【Linux】経路情報を取得する:tracerouteコマンド
ネットワークのトラブルシューティングや診断において、経路情報の取得は非常に重要です。特に、ネットワーク上でどのルーターやゲートウェイを経由して通信が行われているかを把握することは、ネットワークの遅延や障害の原因を特定するのに役立ちます。そのために利用されるのが、traceroute
コマンドです。
tracerouteコマンドの概要
traceroute
コマンドは、ネットワーク経路の診断に使用されるツールです。このコマンドを使用すると、指定した宛先に到達するまでに経由するネットワークデバイス(ルーターやゲートウェイ)を追跡し、それぞれのホップ(跳躍)での応答時間を確認できます。ネットワークのトラブルシューティングや、通信経路の特定に非常に役立ちます。
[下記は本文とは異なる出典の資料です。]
PR #4509, opened 2021-02-23
Entity Rethinking

ChristopherDavenport:
Makes Entity more top-class. 

Inference gets worse from time to time and I'd like to hammer that out.
Some tests are failing.

Its surprising how many things can ignore the change and just use entity.body if thats all they cared about. But anyone who does care can get extra benefits.


core/src/main/scala/org/http4s/Entity.scala
```diff
@@ -16,19 +16,58 @@
...
+  def translate[G[_]](fk: F ~> G): Entity[G]
+  def covary[G[x] >: F[x]]: Entity[G] = translate[G](cats.arrow.FunctionK.id[F].widen[G]) 
+}
 
 object Entity {
+
+  case class Strict[F[_]](chunk: Chunk[Byte]) extends Entity[F]{
+    def body: Stream[F, Byte] = Stream.chunk(chunk)
+    def length: Option[Long] = chunk.size.toLong.some
+    def translate[G[_]](fk: F ~> G): Entity[G] = Strict(chunk)
```
rossabaker, line 35: Can't we just cast this instead of allocating a new one?

core/src/main/scala/org/http4s/Entity.scala
```diff
@@ -16,19 +16,58 @@
...
+    def translate[G[_]](fk: F ~> G): Entity[G] = Chunked(body.translate(fk))
+  }
+
+  case class Empty[F[_]]() extends Entity[F]{
+    def body: Stream[fs2.Pure,Byte] = Stream.empty
+    def length: Option[Long] = Some(0L)
+    def translate[G[_]](fk: F ~> G): Entity[G] = Empty()
+  }
+
+  def empty[F[_]] = Empty[F]()
```
rossabaker: You could share an instance of this.

core/src/main/scala/org/http4s/Entity.scala
```diff
@@ -16,19 +16,58 @@
 
 package org.http4s
 
-import cats.Monoid
+import fs2.{Stream, Chunk}
+import cats._
 import cats.syntax.all._
 
-final case class Entity[+F[_]](body: EntityBody[F], length: Option[Long] = None)
+sealed trait Entity[F[_]]{
```
rossabaker, line 23: Did covariance cause a problem?

core/src/main/scala/org/http4s/EntityDecoder.scala
```diff
@@ -189,7 +189,7 @@ object EntityDecoder {
 
   /** Helper method which simply gathers the body into a single Chunk */
   def collectBinary[F[_]: Concurrent](m: Media[F]): DecodeResult[F, Chunk[Byte]] =
-    DecodeResult.success(m.body.chunks.compile.toVector.map(bytes => Chunk.concat(bytes)))
+    DecodeResult.success(m.entity.body.chunks.compile.toVector.map(bytes => Chunk.concat(bytes)))
```
rossabaker, line 192: Can you keep a `body` on `Message`?  A lot less would break.  It's `withBodyStream` that's now bad.

core/src/main/scala/org/http4s/Message.scala
```diff
@@ -77,35 +77,9 @@ sealed trait Message[F[_]] extends Media[F] { self =>
...
-    }
-    change(body = entity.body, headers = headers ++ hs)
+    change(entity = w.toEntity(b))
   }
 
-  /** Sets the entity body without affecting headers such as `Transfer-Encoding`
-    * or `Content-Length`. Most use cases are better served by [[withEntity]],
-    * which uses an [[EntityEncoder]] to maintain the headers.
-    */
-  def withBodyStream(body: EntityBody[F]): Self =
```
rossabaker, line 100: We might consider a deprecation cycle on this one to help people migrate.

core/src/main/scala/org/http4s/Message.scala
```diff
@@ -77,35 +77,9 @@ sealed trait Message[F[_]] extends Media[F] { self =>
...
-    change(body = body)
-
-  /** Set an empty entity body on this message, and remove all payload headers
-    * that make no sense with an empty body.
-    */
-  def withEmptyBody: Self =
```
rossabaker, line 106: This one is a more direct translation to the new, and could certainly survive as deprecation.

core/src/main/scala/org/http4s/StaticFile.scala
```diff
@@ -106,7 +103,11 @@ object StaticFile {
                 Some(
                   Response(
                     headers = headers,
-                    body = readInputStream[F](F.pure(inputStream), DefaultBufferSize)
+                    entity = {
+                      val body =readInputStream[F](F.pure(inputStream), DefaultBufferSize)
+                      if (len >= 0) Entity.TrustMe(body, len)
```
rossabaker, line 108: Something that has always bothered me: what if the file gets truncated while we're reading it?

tests/src/test/scala/org/http4s/EntityEncoderSpec.scala
```diff
@@ -48,20 +48,21 @@ class EntityEncoderSpec extends Http4sSuite {
...
-        EntityEncoder.encodeBy[IO, Foo](`Transfer-Encoding`(TransferCoding.gzip))(_ => Entity.empty)
+        EntityEncoder.encodeBy[IO, Foo](`Transfer-Encoding`(TransferCoding.gzip))(_ => Entity.Empty[IO]())
       implicitly[EntityEncoder[IO, Stream[IO, Foo]]].headers.get(`Transfer-Encoding`) match {
         case Some(coding: `Transfer-Encoding`) =>
           assertEquals(coding, `Transfer-Encoding`(TransferCoding.gzip, TransferCoding.chunked))
         case _ => fail("Match failed")
       }
     }
 
+/* Invalid With New Model What do we want to do about them?
```
rossabaker: Isn't the equivalent to this one a chunked body with an empty stream?

rossabaker (commented):
Wow, this holds up pretty well!

I think if you keep body, you could make this diff a lot smaller.  Maybe we don't want it anymore, but then we should at least deprecate it.

core/src/main/scala/org/http4s/Entity.scala
ChristopherDavenport: Yes. The Monoid disagreed very strongly with covariance.

core/src/main/scala/org/http4s/Entity.scala
ChristopherDavenport: Yes. I just hate writing casts on a first draft where things aren't yet compiling right.

core/src/main/scala/org/http4s/Message.scala
ChristopherDavenport: The difficulty with it is what the scala doc says. There is now no way to not effect the headers like that.

core/src/main/scala/org/http4s/Message.scala
ChristopherDavenport: Yeah. This can survive.

core/src/main/scala/org/http4s/StaticFile.scala
ChristopherDavenport: Betrayed trust.

tests/src/test/scala/org/http4s/EntityEncoderSpec.scala
ChristopherDavenport: The thing is that this is checking the tranfer-encoding header for how it interacted with chunked. Which we no longer do in the EntityEncoder.

core/src/main/scala/org/http4s/EntityDecoder.scala
ChristopherDavenport: body is back, but deprecated.

server/src/main/scala/org/http4s/server/middleware/DefaultHead.scala
```diff
@@ -45,5 +49,10 @@ object DefaultHead {
     apply(httpRoutes)
 
   private[this] def drainBody[G[_]: Concurrent](response: Response[G]): Response[G] =
-    response.copy(body = response.body.interruptWhen[G](Stream(true)).drain)
+    response.copy(entity = response.entity match {
+      case Strict(chunk) => TrustMe(Stream.empty, chunk.size.toLong)
```
rossabaker, line 53: :face_with_head_bandage:

Might `HeadBody` be a thing?  Or `DrainingBody`?  Then you've got to deal with it everywhere else, though.

core/src/main/scala/org/http4s/Message.scala
```diff
@@ -220,7 +213,7 @@ final class Request[F[_]](
     val uri: Uri = Uri(path = Uri.Path.Root),
     val httpVersion: HttpVersion = HttpVersion.`HTTP/1.1`,
     val headers: Headers = Headers.empty,
-    val body: EntityBody[F] = EmptyBody,
+    val entity: Entity[F] = Entity.Empty(),
```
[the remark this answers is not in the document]
ChristopherDavenport: All of these were from before I had introduced that syntax.

core/src/main/scala/org/http4s/Entity.scala
```diff
@@ -16,19 +16,64 @@
 
 package org.http4s
 
-import cats.Monoid
+import fs2.{Chunk, Stream}
+import cats._
 import cats.syntax.all._
 
-final case class Entity[+F[_]](body: EntityBody[F], length: Option[Long] = None)
+sealed trait Entity[F[_]] {
```
RaasAhsan, line 23: One of the things I've been thinking about lately is whether we could support more efficient file serving. The only way to send a file (or a region of a file) with the current http4s model is to read it from disk, copy it into memory, then write it back out to a socket again. `sendfile` (or `FileChannel.transferTo`) lets you completely circumvent the userspace and copying by writing the file directly to the outgoing socket in kernel space. With the proposed model, I think there is an avenue for more efficiency.

I think we can pass in a `FileChannel` or fs2 `FileHandle` and use that in different ways on different backends. For backends we control (like blaze and ember), we can use `transferTo` to write the file more efficiently. For other backends, we could do the regular pattern of streaming the file in chunks. We know the size of the file so we could do a content-length/chunked/multipart encoding. 

One issue I can see with that is that it can introduce a `Sync`/`Blocker`/`Files` constraint on certain backends (particularly Ember) for file operations. FS2 also doesn't support the `transferTo` operation so we would need to look into feasibility. General thoughts on the approach though?

RaasAhsan:
One of the things I've been thinking about lately is whether we could support more efficient file serving. The only way to send a file (or a region of a file) with the current http4s model is to read it from disk, copy it into memory, then write it back out to a socket again. sendfile (or `FileChannel.transferTo`) lets you completely circumvent the userspace and copying by writing the file directly to the outgoing socket in kernel space. With the proposed model, I think there is an avenue for more efficiency.

I think we can pass in a `FileChannel` or fs2 `FileHandle` and use that in different ways on different backends. For backends we control (like blaze and ember), we can use `transferTo` to write the file more efficiently. For other backends, we could do the regular pattern of streaming the file in chunks. We know the size of the file so we could do a content-length/chunked/multipart encoding.

One issue I can see with that is that it can introduce a `Sync`/`Blocker`/`Files` constraint on certain backends (particularly Ember) for file operations. FS2 also doesn't support the transferTo operation so we would need to look into feasibility. General thoughts on the approach though?

rossabaker:
This is exactly the zero-copy I was discussing with @ChristopherDavenport.  I couldn't remember the name of the NIO API, nor did I know whether fs2 was exploiting it.

ember-core/src/main/scala/org/http4s/ember/core/Encoder.scala
```diff
@@ -98,30 +123,52 @@ private[ember] object Encoder {
...
-        chunked = true
+      if (!NoPayloadMethods.contains(req.method)) {
+        req.entity match {
+          case Strict(chunk) =>
+            val length = `Content-Length`.unsafeFromLong(chunk.size.toLong)
+            stringBuilder
+              .append(length.renderString)
+              .append(CRLF)
+          case TrustMe(_, size) =>
+            val length = `Content-Length`.unsafeFromLong(size.toLong)
```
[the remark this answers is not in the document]
ChristopherDavenport: I am on the fence. It should be positive, and array.length will never be negative. But someone could write something pathological.

ChristopherDavenport:
I would love to see it added, but we might want to get support into fs2? I worry about its introduction until we are certain how it would work. How would a middleware transition a File based entity?

RaasAhsan:
Yup I'll take it upstream and see what an API for it could look like

> How would a middleware transition a File based entity?

Could you elaborate on that ? I figured middlewares won't/shouldn't read the streams

rossabaker:
Several middlewares transform the request or response body.  Logger observes, GZip uncompresses, ...

core/src/main/scala/org/http4s/Entity.scala
```diff
@@ -16,19 +16,64 @@
...
 object Entity {
+
+  case class Strict[F[_]](chunk: Chunk[Byte]) extends Entity[F] {
+    def body: Stream[F, Byte] = Stream.chunk(chunk)
+    def length: Option[Long] = chunk.size.toLong.some
+    def translate[G[_]](fk: F ~> G): Entity[G] = this.asInstanceOf[Strict[G]]
+  }
+
+  case class TrustMe[F[_]](body: Stream[F, Byte], size: Long) extends Entity[F] {
+    def length: Option[Long] = size.some
```
isomarcte, line 39: Should we enforce that the size lines up with the stream size by doing `body.take(size)`? I think that would make the behavior more consistent for both client and server implementations.

I suppose the question is whether or not we ever want to permit reading/writing a body which is larger than the declared size. Is that ever valuable?

isomarcte: OTOH we don't really gain much by enforcing that either I suppose.

rossabaker: Question is, what do we do about it?  Either an underflow or overflow will foul up the next message on a persistent connection.

core/src/main/scala/org/http4s/Entity.scala
RaasAhsan, line 23: Thoughts on leaving `Entity` unsealed? I think we have to do this now rather than later, but two reasons:
1. We can add new entity forms later which may have a more efficient implementation. As long as they provide a `body` it should be usable by any backend.
2. Different backends may be able to process different entities in more efficient ways, with the various subtypes serving as hints. e.g. maybe some backend can serve files more efficiently than others, but we can always fall back to `body`. Furthermore, backends could define their own entity types

ChristopherDavenport: So the reason I don't like an unsealed one is it means that this change improves the middleware layer not at all. As they don't know about them, so they can't leverage anything that is written in those types.

core/src/main/scala/org/http4s/Entity.scala
```diff
@@ -16,19 +16,64 @@
...
+sealed trait Entity[F[_]] {
+  def body: Stream[F, Byte]
+  def length: Option[Long]
+  def translate[G[_]](fk: F ~> G): Entity[G]
+  def covary[G[x] >: F[x]]: Entity[G] = translate[G](cats.arrow.FunctionK.id[F].widen[G])
+}
 
 object Entity {
+
+  case class Strict[F[_]](chunk: Chunk[Byte]) extends Entity[F] {
```
ScalaWilliam, line 32: Should these case classes be `final` or no?

core/src/main/scala/org/http4s/Entity.scala
rossabaker: You mean that with open types, middleware are going to have a hard time preserving those types?  With a self type and enough methods, this can be mitigated, but never entirely, and it would be uncharacteristically OOPy of us.

I guess I'd be interested in what might be missing besides a file and a HEAD.

core/src/main/scala/org/http4s/Entity.scala
rossabaker: I think yes.  We made a pass through these with wartremover a long time ago, and I don't think any linter catches it now, and I usually forget myself.

RafalSumislawski:
Hello folks

I'm excited about the performance improvements that the proposed redesign could bring to http4s. I'm worried by the fact that there's been no progress in this PR since March, so I was thinking, that maybe I could offer help, and take it over? At the very least I could try resolving all the conflicts and working through some of the suggestions made by the reviewers. What do you think @ChristopherDavenport?

armanbilge:
> I'm worried by the fact that there's been no progress in this PR since March

> At the very least I could try resolving all the conflicts

@RafalSumislawski At least some of the blame for that falls to me, for creating many of those conflicts during the Scala.js cross. @ChristopherDavenport paused his efforts here when I started my PR.

rossabaker:
I think the ground is mostly stabilized once the above merge conflicts are resolved.

bplommer:
Are there bits of this that can be merged incrementally, like the addition of `entity` and deprecation of `body` fields?

bplommer:
> Inference gets worse from time to time and I'd like to hammer that out.

Following #5229 I've been playing with making `Message` types covariant in `F` and that seems to hugely improve type inference - it becomes very rarely necessary to specify the effect type. Maybe that would help with the issues here too.

core/src/main/scala/org/http4s/Entity.scala
bplommer: Do you remember what the issue was? I've tried making it covariant on a local branch and there wasn't a problem.

bplommer: Oh, I'm seeing the problem now - not sure why I didn't before.

ChristopherDavenport:
This has been superseded at this point I believe.

armanbilge:
👍 let's close the PR but keep the branch in case we need to come back for anything we forgot :)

【構文】traceroute [オプション] 宛先IPアドレス(もしくはホスト名)
中断方法: Ctrl + C
でコマンドの実行を中断できます。
tracerouteコマンド主なオプションと説明
オプション | 説明 |
---|---|
-n | ホスト名を解決せず、IPアドレスを直接表示する。 |
-6 | IPv6を使用してtracerouteを実行する。traceroute6と同様。 |
tracerouteコマンドを使用する場面
traceroute
コマンドは、ネットワーク上の経路を診断する際に使用されます。特に、以下のような場面で役立ちます。
- ネットワークの遅延が発生している場所を特定する場合。
- ネットワークが複数のルーターを経由している場合に、どのルーターで問題が発生しているかを確認する。
- ネットワークの構成やトポロジーを把握するために、経路を可視化する場合。
tracerouteコマンドの出力例と項目の説明
以下は、traceroute
コマンドを使用した際の出力例です。
traceroute to google.com (172.217.17.46), 30 hops max, 60 byte packets
1 192.168.1.1 (192.168.1.1) 1.123 ms 1.083 ms 1.065 ms
2 10.0.0.1 (10.0.0.1) 2.234 ms 2.210 ms 2.190 ms
3 203.0.113.1 (203.0.113.1) 12.345 ms 12.310 ms 12.298 ms
4 172.217.17.46 (172.217.17.46) 15.678 ms 15.630 ms 15.608 ms
項目 | 説明 |
---|---|
Hop | パケットが宛先に到達するまでに経由した各ネットワークデバイスの番号 |
IPアドレス | 経由したネットワークデバイスのIPアドレス |
RTT (Round Trip Time) | 各ホップでの応答時間(ミリ秒) |
tracerouteのメカニズム
1.TTL(Time To Live)の設定
traceroute
コマンドは、最初にTTL(Time To Live)値を1に設定してパケットを送信します。TTLはパケットがルーターを通過するたびに1ずつ減少し、TTLが0になると、そのルーターはパケットを破棄し、「Time Exceeded」というICMPメッセージを送信元に返します。
2.ホップごとの経路追跡
- 画像の①のように、最初のルーターでTTL=1となり、パケットが破棄されると、ルーターから送信元に「Time Exceeded」のメッセージが返されます。このとき、ルーターのIPアドレスと応答時間が記録されます。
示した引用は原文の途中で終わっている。